The success of this method depends primarily on the success of approximating $f(x)$. This has not been automated in adaptiveChebSeries[]
, so I'll show some hand checking at the end. One could also use this method to get a rough single-precision approximation of the roots and polish them off with FindRoot
. (The option adaptiveChebSeries[..., PrecisionGoal->6]
would accomplish this.)
Finding the roots
Code for the functions is given at the end of this answer and can also be found here.
h = f /. {M -> 2, λ -> 100} // Simplify; (* Simplify seems sufficient *)
obj = Function @@ {ω, Im@h}; (* function equivalent of f[w] *)
dobj = Function @@ {ω, Im@D[h, ω]}; (* to be used in analyzing the roots *)
(a0 = 0; b0 = 20; (* specify interval *)
coeff = adaptiveChebSeries[obj, a0, b0]; (* approximate f(w) === obj[w] *)
roots = chebRoots[coeff, {a0, b0}] (* get roots of approximant *)
) // AbsoluteTiming
Length[roots] (* check how many roots found *)
(*
{1.57934,
{1.42102, 4.90807, 7.62768, 11.2423, 14.0252, 17.1884}}
6
*)
Checking the roots
We can see in the table below that the roots are calculated to roughly machine precision. (We approximate the error by a single Newton-Raphson step, which a fussier person could check with FindRoot
at a higher precision than machine precision.)

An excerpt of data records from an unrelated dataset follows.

PR #39, opened 2019-12-18
MarkerUpdate data model.

navilperez:
Creates a MarkerUpdate class for passing marker information between the
clients and the server.
MarkerUpdate has all the information needed to create a marker and is
serializable to faciliate storage in the database.

Also in this change, Blockly is imported from the develop branch on github instead of npm as this change is dependent on unpublished changes to Markers.

PR #40, opened 2019-12-18
Add MarkerUpdates to database

navilperez:
Functions for adding and retrieving MarkerUpdates (#39) from the database.


navilperez:
Relevant parts of the design doc are under
- Marker Manager > MarkerUpdate Data Model
- Database > Clients Table.

blockly-rtc/server/Database.js
```diff
@@ -174,6 +174,80 @@ class Database {
       });
     });
   };
+
+  /**
+   * Add client to clients if it is not already in the table.
```
rachel-fenichel, line 179: This isn't called in this PR.

navilperez: This function is not yet called. It will be called by MarkerManager when a client first connects to the server.
The purpose is to ensure that a client is in clients table otherwise the SQL queries updating the client's markerLocation will throw errors if it has not been added to the table.

rachel-fenichel (approved):

PR #506, opened 2020-12-10
Ui event api updates

moniika:
Updates interpreter and mirror demos to reflect Ui Event Api changes in core.

NOTE: should be merged after Blockly December release


maribethb (approved):
LGTM (for merging after release), though I guess based on our conversation today you should bump the version number in package.json and update the peerDependency blockly version number here in the same PR

moniika:
> LGTM (for merging after release), though I guess based on our conversation today you should bump the version number in package.json and update the peerDependency blockly version number here in the same PR

Since they're not published, I don't think we need to bump the version for theses. As for the dependency, I think these two both use unpkg and don't have peerDependency, so I think they should be ok without update.

PR #510, opened 2020-12-11
Update eslint

rachel-fenichel:
- Updated eslint at root and in dev-scripts.
- Updated peer dependency version of eslint in eslint-config.
- Updated required version of eslint-config to the current released version (2.0.4) for dev-scripts.
- Increased minimum node version from 8 to 10 for eslint-config, which I think we will need to apply more generally.

I can still run lint from the top level and have everything work, so I think this is okay.
Next steps:
- Bump versions for dev-scripts and eslint-config and publish
  - *???* Update dev-scripts to depend on the newly published version of eslint-config, and republish dev-scripts *???*


package.json
```diff
@@ -26,15 +26,15 @@
...
+        "eslint": "^7.15.0",
         "gh-pages": "^3.1.0",
         "gulp": "^4.0.2",
         "gulp-header": "^2.0.9",
         "js-green-licenses": "^1.1.0",
+        "json-to-pretty-yaml": "^1.2.2",
         "lerna": "^3.20.2",
         "rimraf": "^3.0.2",
-        "typescript": "^3.8.3",
-        "json-to-pretty-yaml": "^1.2.2"
```
samelhusseini, line 37: Why are you removing json-to-pretty-yaml. It's used in gulpfile.js

rachel-fenichel: I'm not--they just got alphabetized.

samelhusseini (approved):
LGTM, after reverting json-to-pretty-yaml change

package.json
samelhusseini: Oh true.

PR #517, opened 2020-12-15
Update to new ESLint class from eslint 7

rachel-fenichel:
This is a clumsy attempt at moving to the new async linter and I need some help with promises.

### DIFF
--- a/plugins/dev-scripts/scripts/lint.js
+++ b/plugins/dev-scripts/scripts/lint.js
@@ -26,7 +26,7 @@ console.log(`Running lint for ${packageJson.name}`);
 
 // Create the eslint engine.
 const eslintConfig = require('@blockly/eslint-config');
-const cli = new ESLint({
+const linter = new ESLint({
   extensions: ['.js', '.ts'],
   baseConfig: eslintConfig,
   useEslintrc: false,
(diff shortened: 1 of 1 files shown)


samelhusseini (approved):

samelhusseini:
Your use of promises and async/await looks fine to me. Was there something specific you needed help with?

plugins/dev-scripts/scripts/lint.js
```diff
@@ -25,21 +26,39 @@ console.log(`Running lint for ${packageJson.name}`);
 
 // Create the eslint engine.
 const eslintConfig = require('@blockly/eslint-config');
-const cli = new CLIEngine({
+const cli = new ESLint({
```
alschmiedt: Should be updated to eslint

samelhusseini: What do you mean, the variable above is named `ESLint`?

alschmiedt: I think cli should be eslint.  We are not using CLIEngine anymore so I don't think the name cli makes sense.

samelhusseini: Oh ok 👍

rachel-fenichel:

The relative error shows the roots are almost all accurate to machine precision.
TableForm[Transpose@
{roots,
obj /@ roots,
(obj /@ roots/dobj /@ roots)/roots // Abs},
TableHeadings -> {None, {"root", "residual", "rel. err. in rt."}}
]
We can visualize the roots:

Plot showing the OP's function and roots (indicated by the red lines).
objPlot = Plot[obj[ω], {ω, 0, 20}];
Show[objPlot, GridLines -> {roots, None},
GridLinesStyle -> Directive[Red, Thickness[0.002]]]
Checking the Chebyshev approximant
We can see graphically that the approximant is close to the function.

Plot showing the OP's function (blue) and the Chebyshev approximant (light gray).
Show[
objPlot /. _AbsoluteThickness -> AbsoluteThickness[4.4`],
Plot[obj2[ω], {ω, 0, 20}, PlotStyle -> LightGray]
]
Comparing the difference, the relative error shows the approximant is not quite down to machine precision. Except for near the roots where one expects the relative error to grow, the error stays below $10^{-14}$.

Plot showing the OP's function (blue) and the Chebyshev approximant (light gray).
LogPlot[(obj[ω] - obj2[ω])/obj2[ω] // Abs,
{ω, 0, 20},
PlotPoints -> 100, MaxRecursion -> 2,
Frame -> True, Axes -> False,
FrameLabel -> {HoldForm@ω, "relative error"},
GridLines -> {roots, None},
GridLinesStyle -> Directive[Red, Thickness[0.002]]]
Inspecting the Chebyshev coefficients, we can see that once $n >12$, the coefficients decrease roughly geometrically until $n=37$ when machine precision $\approx 10^{-16}$ is reached. After that, they bounce around at that level. (The function adaptiveChebSeries[]
actually computed 65 coefficients and discarded about twenty using Boyd's heuristic with a cutoff of $10^{-14}$. Perhaps a few more should have been discarded.) One could recompute the coefficients at a higher working precision and see the geometric convergence continue.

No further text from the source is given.